When cutting steel bar for example, I have always had the disc rotating away from me and down, with the sparks going behind me.
I think this is how I always see others doing it too.

I recently found my 9" white label Axminster getting a bit heavy and my 115 Axminster a bit noisy and vibrating a lot, and so went for a Makita 125mm cordless brushless (what a difference!)

But in the manual it shows that the disc should be rotating the other way, and you cut from the back.
To my mind, this means any binding will throw the tool toward you, instead of away from you.

As someone who's not an expert on grinders, can someone out there who is clarify if this seems correct, or just a Makita specific thing, or in fact an error....


----------



## Sandyn (2 May 2022)

Normally, I use my angle grinder the same way as you, so the angle grinder is rotated 180 degrees compared to the 'correct' picture above. I find that gives me the best control.


----------



## Sideways (3 May 2022)

Likewise. I want the wheel trying to climb up the workpiece so that 'i'm pulling back on the tool not pushing it into the work. The diagram pictured is wrong to my mind and reduces control. If the wheel starts to bite, the tool will be pushed back towards you, the wheel will try to run down the front face and head for your leg !
Of course you have to pay attention to where the sparks are thrown and adjust the guard for the cut you're making. That's why guards with a tool less adjustment are so good.


----------



## imageel (3 May 2022)

I think whichever method you use depends on how comfortable you are and sometimes the size/material being cut.
To my mind pic#2 is safer, if the disc binds the force will be downward and worst case you lose grip on the grinder the safety switch will prevent serious carnage.
Also if the to-be-cut-off piece is longish then as you proceed with the cut it is more likely that the end will droop, opening up the cut face and hence minimising likelihood of pinching.
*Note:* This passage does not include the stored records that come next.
PR #250, opened 2026-08-03
fix(Table): Enforce sorted primary keys in `Table` and add `Table.new`

alexggmatthews:
`Table` documented its `keys` as "unique, sorted" but `__post_init__` only checked uniqueness. An unsorted table therefore constructed happily and then failed the moment it met `Index`, which does enforce sortedness -- `t.index` and `t[t.index]` both raised `ValueError: Keys must be unique and sorted.` from deep inside `Index.__post_init__`.

Enforce the invariant where it is documented:

- `_check_keys` walks the key tuple once and raises `ValueError` with separate messages for unsorted and duplicate keys, pointing the caller at `Table.new`. This replaces the previous `np.unique` uniqueness assert, so it is a `ValueError` rather than a stripped-under-`-O` assert, drops the `numpy` import, and is 4-9x faster than the check it replaces despite testing more (8.2 -> 0.9us at n=8; 5.15 -> 0.95ms at n=10,000). This matters because `__post_init__` re-runs on every pytree unflatten. It also fixes a latent bug in the old check: `np.asarray(keys, dtype=object)` builds a 2-D array for tuple-valued keys, which `np.unique` then miscounts.

- `Table.new(keys, data)` sorts keys and permutes `data` to match, mirroring `Index.new`. Rows are permuted via `bind(rows).at((order,)).get()` -- the same lens path `__getitem__` uses -- so nested `Index` foreign-key columns are permuted with the rows instead of being skipped as opaque leaves.

- `_validate_and_broadcast` is extracted as `_broadcast_rows` and shared, so `new` broadcasts size-1 leaves before permuting rather than gathering them out of bounds.

Instrumenting `__post_init__` across the suite found 7,443 multi-key `Table` constructions at 302 sites, of which exactly one was unsorted: a test that deliberately checks `Table.join` reordering. Nothing in `src/` constructs unsorted keys, so enforcement costs one existing test assertion, which now builds its input with `Table.new` and asserts the same result.

### DIFF
--- a/src/kups/core/data/table.py
+++ b/src/kups/core/data/table.py
@@ -19,7 +19,6 @@ from typing import (
 
 import jax
 import jax.numpy as jnp
-import numpy as np
 from jax import Array
 
 from kups.core.data.batched import Batched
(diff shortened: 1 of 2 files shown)


n-gao (approved):
LGTM

PR #352, opened 2019-10-12
Add GSC Present, fix old gen residual and status damage

Enigami:
Adds Present to GSC moves, using its unusual formula for damage.
https://www.youtube.com/watch?v=XJaQoKtrEuw

Fixed GSC Sandstorm to add 1/8 damage per turn instead of 1/16.
https://bulbapedia.bulbagarden.net/wiki/Sandstorm_(weather_condition)#Effects

Fixed RBY Poison/Burn to add 1/16 damage per turn instead of 1/8.
https://bulbapedia.bulbagarden.net/wiki/Poison_(status_condition)#Generation_I
https://bulbapedia.bulbagarden.net/wiki/Burn_(status_condition)#Generation_I


calc/src/data/moves.ts
```diff
@@ -1349,6 +1354,8 @@ const ADV: {[name: string]: MoveData} = extend(true, {}, GSC, {
   },
 });
 
+delete ADV['Present'];
```
AustinXII: Don’t delete the move

calc/src/mechanics/gen2.ts
```diff
@@ -58,7 +58,7 @@ export function calculateGSC(attacker: Pokemon, defender: Pokemon, move: Move, f
     return result;
   }
 
-  const lv = attacker.level;
+  var lv = attacker.level;
```
AustinXII: const is correct

calc/src/mechanics/gen2.ts
```diff
@@ -127,6 +127,18 @@ export function calculateGSC(attacker: Pokemon, defender: Pokemon, move: Move, f
     at = Math.floor(at / 4) % 256;
     df = Math.floor(df / 4) % 256;
   }
+  
+  // Gen 2 Present has a glitched damage calculation using the secondary types of the Pokemon for the Attacker's Level and Defender's Defense.
+  if (move.name === 'Present') {
```
AustinXII: This doesn’t seem like the right calculation? Also can you write tests?

calc/src/mechanics/gen2.ts
Enigami: Const is not correct, Present alters the level of used in the calculation. If lv is a constant, it cannot be modified which prevents Present from having an accurate calculation,

calc/src/data/moves.ts
Enigami: Present's unusal and useful properties ONLY exist in GSC. Is there any reason to keep it in the calculator in ADV onwards, when the move's damage calculation is changed and no longer useful?

calc/src/mechanics/gen2.ts
Enigami: The calculation is correct. When Present is used, after the Attack/Defense/Level values are read from and stored, they are overwritten by Present's buggy code.

The "at"/Attack value is set to 10.
The "df"/Defense value becomes the Attacker's secondary type index.
The "lv"/Level value becomes the Defender's secondary type index.
Mono-type Pokemon have the same type twice internally, so these Pokemon have a primary and secondary type of 'Normal', 'Water', etc.

This means that when used by a Normal-type, the attack has 10 Attack against a 0 Defense target (Normal's index = 0, Attacker's type = Normal, Defender's Defense is set to Attacker's type which is 0), with the type index of the Defender used in place of the Attacker's level, which is lower for 'physical'-types (Normal=0, Fighting=1, etc.) and higher for 'special'-types (Fire=20, Water=21, etc.). This makes the attack unreasonably powerful against Pokemon such as Mewtwo, Mew, Celebi, or any other Pokemon with a secondary type index of 20 or higher (any 'special' type), to the point a Level 5 Togepi has the capacity to OHKO a level 100 Umbreon as shown in Crystal_'s Youtube video if it gets a 120 BP Present (1/10 Chance).

This is what my modification to the calculator will show for Present:
Togepi (set to Level 5) Present (set to 120 BP) vs. Umbreon (set to Level 100): 370-435 (94.1 - 110.6%) -- 64.1% chance to OHKO after Leftovers recovery

This happens in Crystal_'s video at the point Togepi nearly OHKOs the Umbreon. Due to Present overwriting the Attacker's Attack/Attacker's Level/Defender's Defense used for calculation, Togepi's attack becomes a level 27 (Dark's index is 27) STAB 40/80/120 BP attack (or a 1/4 Heal) with an Attack stat of 10 against a Defense stat of 0. This overwrite happens *after* boosts, screens and so on are applied to Attacker's Attack/Defender's Defense, so Present ignores the Attack stage of the attacker, as well as the Defense stages and screens of the defender.

Using Showdown's GSC damage calculation shows that:
let damage = level[27] * 2 -- damage = 54
damage = Math.floor(damage[54] / 5) -- damage = 10
damage += 2 -- damage = 12
damage *= 120 (max damage of Present) -- damage = 1440
damage *= attack[10] -- damage = 14400
damage = Math.floor(damage[14400] / defense[0]) --
damage = clampIntRange(Math.floor(damage[14400] / 50) = 288, 1, 997) -- damage = 288
damage += 2 -- damage = 290

--STAB Bonus--
damage += Math.floor(damage / 2) -- damage = 435

435 = max damage of STAB 120BP Present from a mono Normal-type vs. Umbreon, same as my calc shows.
435 * 217 / 255 = 370, the minimum damage of STAB 120BP Present from a mono Normal-type vs. Umbreon, same as my calc shows.

calc/src/mechanics/gen2.ts
AustinXII: Than it should be ``let``

calc/src/data/moves.ts
AustinXII: Yes, the calc has status moves afterall

calc/src/mechanics/gen2.ts
AustinXII: Hm alright, the coding did the actual calculation looked weird fsr. Can you write tests though?

Enigami: "Write tests"? Not sure what you mean. I thought you meant showing that the results were correct, which I did (the Togepi and Togetic calcs came from tests from index.html after applying my changes), but you seem to want something else?

calc/src/mechanics/gen2.ts
Enigami: Ah, right. Fixed.

calc/src/data/moves.ts
Enigami: Alright, removed the delete.

calc/src/mechanics/gen2.ts
AustinXII: No we actually have test, see https://github.com/smogon/damage-calc/blob/master/calc/src/test/move.test.ts

Enigami: If I understand correctly, I needed to do a npm test? It gave me some issues when it got to the gts check at first, but I cleared them up and passes through the test fine. Or am I supposed to do something else?

AustinXII: No not that but yeah you should always `/npm test` before making a pr

AustinXII: See the commit I linked for the type of tests I’m talking about

Enigami:
I could use a little, I haven't made any before so I'm not exactly sure what I need to do. Is it supposed to look something like this?

    test('gen 2 present', () => {
      const attacker = new Pokemon(2, 'Togepi', {boosts: {level: 5, atk: -6}});
      const defender = new Pokemon(2, 'Umbreon', {boosts: {def: 6}});
      const move = new Move(2, 'Present');
      const result = calculate(2, attacker, defender, move);
      expect(result.damage).toBeRange(125, 147);
      expect(result.desc()).toBe(
        '-6 Togepi Present vs. +6 Umbreon: 125-147 (31.8 - 37.4%) -- 0% chance to 3HKO after Leftovers recovery'
      );
    });

I wanted to add a burn to Togepi, and maybe Reflect on Umbreon's side, since those should not have any effect on Present's damage output anyway, but I have not yet figured out how to do so.

scheibo:
```ts
new Pokemon(2, 'Togepi', {boosts: {level: 5, atk: -6}, status: 'Burned'});
...
const field = new Field({defenderSide: {isReflect: true}});
const result = calculate(2, attacker, defender, move, field);
```

should do the trick

Enigami:
Implemented a test for Present. I also noticed there was a mismatch between how Damage Calc calculated critical hit damage and how Showdown did. Damage Calc doubled damage, Showdown doubled level. After reviewing the Crystal disassembly, it appears it doubled damage and not level, so Showdown's critical hit damage calculation for Gen 2 is currently wrong.

From mods\gen2\scripts.js
// The move is a critical hit. Several things happen here.
		if (isCrit) {
			// Level is doubled for damage calculation.
			level *= 2; //<--- this is wrong

scheibo:
> After reviewing the Crystal disassembly, it appears it doubled damage and not level, so Showdown's critical hit damage calculation for Gen 2 is currently wrong.

I'm sure we'd welcome a PR there as well!

calc/src/desc.ts
```diff
@@ -524,7 +524,8 @@ function getEndOfTurn(
       damage -= gen > 6 ? Math.floor(defender.maxHP() / 32) : Math.floor(defender.maxHP() / 16);
       texts.push('reduced burn damage');
     } else if (!defender.hasAbility('Magic Guard')) {
-      damage -= gen > 6 ? Math.floor(defender.maxHP() / 16) : Math.floor(defender.maxHP() / 8);
+      damage -=
+        gen === 1 || gen > 6 ? Math.floor(defender.maxHP() / 16) : Math.floor(defender.maxHP() / 8);
```
scheibo:
```suggestion
         Math.floor(defender.maxHP() / (gen === 1 || gen > 6 ? 16 : 8));
```

Enigami: I noticed some of the other "damage -=" calculations also could be simplified by moving Math.floor(defender.maxHP() / {value}) out of the conditional operators, so I went ahead and changed those too

scheibo: Thank you! Thats awesome!

Enigami:
Oops! I forgot to run it through a test and accidentally missed a semi-colon at line 488 of calc/src/desc.ts. I fixed it on my end, but the pull request was merged before I did so.

PR #354, opened 2019-11-24
Add Gen 8 moves and Pokemon

KrisXV:


AustinXII:
Looks good. I’ll let you finish what ever you want to edit before merging

calc/src/move.ts
```diff
@@ -58,6 +63,56 @@ export class Move {
     let data: MoveData & {name: string} = extend(true, {name}, MOVES[gen][name], options.overrides);
 
     // If isZMove but there isn't a corresponding z-move, use the original move
+    if (options.useMax && 'maxPower' in data) {
+      const maxMoveName: string = getMaxMoveName(data.type, options.species, !!(data.category === 'Status'));
```
KrisXV: by the way i dont actually know where options.species or options.item would get assigned so this does almost nothing right now

calc/src/mechanics/gen8.ts
```diff
@@ -396,17 +396,17 @@ function calculateModern(
...
+      basePower = move.bp * (['Gmax', 'Dynamax'].indexOf(defender.name) !== -1 ? 2 : 1);
       description.moveBP = basePower;
       break;
     case 'Payback':
       basePower = turnOrder === 'LAST' ? 100 : 50;
       description.moveBP = basePower;
       break;
-    case 'Bolt Break':
+    case 'Bolt Beak':
     case 'Fishious Rend':
```
KrisXV: also this is throwing an error which is contributing to the failing build

`src/mechanics/gen8.ts:408:5 - error TS7029: Fallthrough case in switch.`

not sure why

KrisXV: im dumb

src/index.template.html
```diff
@@ -701,6 +701,17 @@
                                 <label class="btn btn-xwide" for="srR">Stealth Rock</label>
                             </div></td>
                         </tr>
+                        <tr class="gen-specific g4 g5 g6 g7 g8">
```
AustinXII: I don’t think steel spikes was around in gens 4, 5, 6, and 7 O.o

KrisXV: Done

PR #358, opened 2019-12-23
Fix Gen 8 using Gen 7's calculator

RoccoDev:
Due to `gen7.ts#calculateModern` and `gen8.ts#calculateModern` having the same name, Gen 7's function would still be used when `gen == 8`.

This also adds/fixes Punk Rock.


AustinXII:
Thanks!

PR #361, opened 2019-12-28
fix: Body Press

astapi:
atc, def are reversed. When using BodyPress

### DIFF
--- a/calc/src/mechanics/gen8.ts
+++ b/calc/src/mechanics/gen8.ts
@@ -702,7 +702,7 @@ function calculateGen8(
     move.category = attackSource.stats.atk > attackSource.stats.spa ? 'Physical' : 'Special';
   }
   const attackStat =
-    move.category === 'Special' ? 'spa' : move.name === 'Body Press' ? 'atk' : 'def';
+    move.category === 'Special' ? 'spa' : move.name === 'Body Press' ? 'def' : 'atk';
   description.attackEVs =
     attacker.evs[attackStat] +
     (NATURES[attacker.nature][0] === attackStat


AustinXII:
There’s something else going on if this wasn’t working before..

Zarel:
@AustinXII This seems correct to me. What's the problem?

AustinXII:
@Zarel this is how it was implemented at first when all the reports were first coming in. I changed it albeit due to a misread on my end but without “proof” this is actually fixing the issue, this shouldn’t be merged. The only thing I could think of is #358 fixed it

astapi:
@AustinXII 
In cases other than "Body Press", use "def".  
At least it seems correct to use "atk"

Why did you fix it here?
https://github.com/smogon/damage-calc/commit/b12e847ea5de861682854614883009577fbbafe9

AustinXII:
@astapi because of all the reports of it being broken. Can you screenshot this change working ?

calc/src/mechanics/gen8.ts
```diff
@@ -702,7 +702,7 @@ function calculateGen8(
     move.category = attackSource.stats.atk > attackSource.stats.spa ? 'Physical' : 'Special';
   }
   const attackStat =
-    move.category === 'Special' ? 'spa' : move.name === 'Body Press' ? 'atk' : 'def';
+    move.category === 'Special' ? 'spa' : move.name === 'Body Press' ? 'def' : 'atk';
```
Zarel: For readability reasons, we might as well do something like:

```suggestion
    move.name === 'Body Press' ? 'def' : (move.category === 'Special' ? 'spa' : 'atk');
```

Zarel:
@AustinXII I'm so confused right now, do you not understand your code in this commit and that reversion?

Zarel:
Do you understand that Body Press uses Def as the attacking stat, rather than Atk?

AustinXII:
@Zarel yes. This was how body press was originally done when we were first getting all the reports of body press being broken which is why I want to make sure this works now. Ignore my “fix” commit as I misread

Zarel:
Whether or not this commit is all that's needed to fix Body Press, it clearly moves in the right direction and fixes an obvious typo. I would merge it on those grounds alone.

AustinXII:
@Zarel but then we’re back to square one. My personal preference is to actually fix what’s broken instead of going back to what we had originally since that was broken as well

astapi:
@AustinXII 

The result of damage calculation when using Body Press. Looks good for me.
Can I find a broken report somewhere?

## case 1

Attacker: Corviknight
Defender: Corviknight
move: Body Press

Attacker Corviknight stats

```
hp: 173
atk: 107
def: 125
spa: 73
spd: 105
spe: 87
```

The "def" of 125 is used as the attack.

## case 2

Attacker: Corviknight { boosts: { def:2 } }
Defender: Corviknight
move: Body Press

Attacker Corviknight stats

```
hp: 173
atk: 107
def: 250
spa: 73
spd: 105
spe: 87
```

The "def" of 250 is used as the attack.

## code

```
import * as calc from './calc/index'

let attacker = new calc.Pokemon(8, 'Corviknight', { 
  level: 50,
});
const defender = new calc.Pokemon(8, 'Corviknight', { level: 50 });
const move1 = new calc.Move(8, 'Body Press', { ability: attacker.ability });
const calcResult = calc.calculate(8, attacker, defender, move1);
console.log('Result1');
console.log(calcResult.desc());

attacker = new calc.Pokemon(8, 'Corviknight', { 
  level: 50,
  boosts: { def: 2, }
});
const calcResult2 = calc.calculate(8, attacker, defender, move1);
console.log('Result2');
console.log(calcResult2.desc());
```

## Result

```
Result1
0 Def Corviknight Body Press vs. 0 HP / 0 Def Corviknight: 31-37 (17.9 - 21.3%) -- possible 5HKO
Result2
+2 0 Def Corviknight Body Press vs. 0 HP / 0 Def Corviknight: 61-72 (35.2 - 41.6%) -- guaranteed 3HKO
```

AustinXII:
Hmm looks good to me, if people start complaining about this not working again then idk

astapi:
@AustinXII  thanks !! 😆

kyleoliveiro:
Has this change been deployed to production? As of now it is still using the Atk stat.

Zarel:
I pulled and ran the build script. @scheibo is there anything else I need to do?

scheibo:
`cd /var/www/html/calc.pokemonshowdown.com/ && git sync && npm run compile`. Im assuming you built it wrong.

PR #362, opened 2019-12-31
Add Dauntless Shield + Fixes

tmagicturtle:
Right now, Intrepid Sword and Gorilla Tactics boost special attacks on the calc as well. This change fixes that, and also introduces Dauntless Shield to the damage calculation.

### DIFF
--- a/calc/src/mechanics/gen8.ts
+++ b/calc/src/mechanics/gen8.ts
@@ -783,7 +783,7 @@ function calculateGen8(
   ) {
     atMods.push(0x2000);
     description.attackerAbility = attacker.ability;
-  } else if (attacker.hasAbility('Gorilla Tactics', 'Intrepid Sword')) {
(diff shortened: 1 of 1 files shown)


calc/src/mechanics/gen8.ts
```diff
@@ -783,7 +783,10 @@ function calculateGen8(
   ) {
     atMods.push(0x2000);
     description.attackerAbility = attacker.ability;
-  } else if (attacker.hasAbility('Gorilla Tactics', 'Intrepid Sword')) {
+  } else if (
```
AustinXII: I don’t like this formatting tbh :(

AustinXII: I swear we have longer lines than this in this file

AustinXII:
super seeded by #363 and #30025221489bb8d224ff4e343e9c25943166738f

PR #363, opened 2020-01-07
Fix Intrepid Sword

asgdf:
It is not a 1.5x damage boost, it just gives +1 on switchin.
(I assumed there was a reason all these boost-generating ability checks are separate functions, so I made a separate one as well)


asgdf:
Ok I ended up doing the multiline split. Gts is happy now.

AustinXII:
Yay!

PR #364, opened 2020-01-07
Import Dynamax Support

AustinXII:


calc/src/data/moves.ts
```diff
@@ -35,7 +35,9 @@ export interface MoveData {
   readonly isTwoHit?: boolean;
 }
 
-const RBY: {[name: string]: MoveData} = {
+const RBY: {
```
AustinXII: @scheibo although it doesn't overly matter, are you ok with this styling ?

AustinXII: if so this should be good to mergee

scheibo: It's enforced automatically. I'm not in love with the fact that Prettier chooses to style things this way, but its not something we can configure anyway.

PR #368, opened 2020-01-23
fix multi hit ko-chance

AustinXII:


AustinXII:
More hacky version of #369

PR #371, opened 2020-02-11
Fix Gorilla Tactics

RoccoDev:
The issue was in the second branch of control flow:
```js
['Gmax', 'Dynamax'].indexOf(defender.name) !== -1
```
which doesn't make sense since Gorilla Tactics doesn't work only if the **attacker** is **not** dynamaxed.

### DIFF
--- a/calc/src/mechanics/gen8.ts
+++ b/calc/src/mechanics/gen8.ts
@@ -791,7 +791,7 @@ function calculateGen8(
     description.attackerAbility = attacker.ability;
   } else if (
     attacker.hasAbility('Gorilla Tactics') &&
-    ['Gmax', 'Dynamax'].indexOf(defender.name) !== -1
+    ['Gmax', 'Dynamax'].indexOf(attacker.name) === -1
   ) {
     atMods.push(0x1800);
     description.attackerAbility = attacker.ability;
--- a/calc/src/mechanics/gen8.ts
+++ b/calc/src/mechanics/gen8.ts
@@ -35,12 +35,12 @@ const SS = 8;
 
 export function makeCalculate(gen: 5 | 6 | 7 | 8) {
   return (attacker: Pokemon, defender: Pokemon, move: Move, field: Field) =>
-    calculateModern(gen, attacker, defender, move, field);
+    calculateGen8(gen, attacker, defender, move, field);
 }
 
 export const calculateSS = makeCalculate(SS);
 
-function calculateModern(
+function calculateGen8(
   gen: 5 | 6 | 7 | 8,
   attacker: Pokemon,
   defender: Pokemon,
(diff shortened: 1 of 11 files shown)


calc/src/mechanics/gen8.ts
```diff
@@ -791,7 +788,7 @@ function calculateGen8(
     description.attackerAbility = attacker.ability;
   } else if (
     attacker.hasAbility('Gorilla Tactics') &&
-    ['Gmax', 'Dynamax'].indexOf(defender.name) !== -1
+    ['Gmax', 'Dynamax'].indexOf(attacker.name) === -1
```
Zarel: Is the attacker name literally going to be "Gmax" or "Dynamax"? I think this clearly needs two passes, so they can be searched.

RoccoDev: I agree that we shouldn't use names to track maxing and should instead use a field to track it. What's the state of the Dynamax branch?

Zarel: I have no clue, sorry, in this repo I'm just a rando who codes.

calc/src/mechanics/gen8.ts
```diff
@@ -1053,6 +1050,10 @@ function calculateGen8(
     finalMods.push(0x800);
     description.defenderAbility = defender.ability;
   }
+  if (move.isSound && attacker.hasAbility('Punk Rock')) {
+    finalMods.push(0x1300);
```
AustinXII: What’s wrong with 0x14cd?

AustinXII: Also what do you mean by “checked twice”?

RoccoDev: You're right, my bad, that was probably some leftover from testing. Changed it back to 0x14cd.

AustinXII:
The only thing left is finding out what you meant by the  gorillla tactics check being checked twice

AustinXII:
(I’m going off of one of your commits name btw)

RoccoDev:
Yeah so, when I merged, I accidentally left another check for Punk Rock (the one with 0x1300) in the code. So when it was implemented elsewhere, both checks were present (in my local repository).
That commit in tandem with the latest one (that fixes 0x14cd) simply do nothing.

AustinXII:
Oooh makes sense. Thanks!

calc/src/mechanics/gen8.ts
AustinXII: I can add a field to dynamax pokemon and update this once that branch is done

RoccoDev:
I made something similar in #372

calc/src/mechanics/gen8.ts
RoccoDev: I made something similar in #372

calc/src/mechanics/gen8.ts
AustinXII: Sweet, just check the field for this check then :)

However I think those pictures are misleading in that I'd expect most debris and sparks in pic #2 to be ejected forward and downward and not all the way around the guard and out the back!
Obviously a lot will depend on how close to the guard you work, however for best visibility one would usually start a cut somewhere in the 70-80 degree arc relative to the forward guard edge, and closer to 90 degree or more invites the disc to dig in and not give good control.


----------



## owen (3 May 2022)

I always use it like the picture, that's the way my dad taught me


----------



## --Tom-- (3 May 2022)

Worst case is disc shatters - I always try to think in terms of which way fires the fragments away from your limbs


----------



## wcndave (3 May 2022)

Just a note that in both cases above, the disc is spinning anti-clockwise. The direction of the blade at contact shown by the red arrow.

To my mind *both *are wrong, because the grinder is simply upside-down... Everything I've ever seen in person, or online, shows the cut being done with the disc spinning *down* onto the material.






I had a quick look online, just searching for images of angle grinders cutting, and 90% were with disc on left like the pic just above. However there were enough seemingly reputable pictures going the other way to make me think it's possibly a "real thing"



imageel said:


> To my mind pic#2 is safer


With the disc spinning upwards and any binding throwing the tool at my legs, and knuckles at the bar, I don't think it looks that safe. If you think of the disc spinning the "normal" way, the angle of attack looks much safer - perhaps that's what you were looking at.


imageel said:


> However I think those pictures are misleading in that I'd expect most debris and sparks in pic #2 to be ejected forward and downward and not all the way around the guard and out the back!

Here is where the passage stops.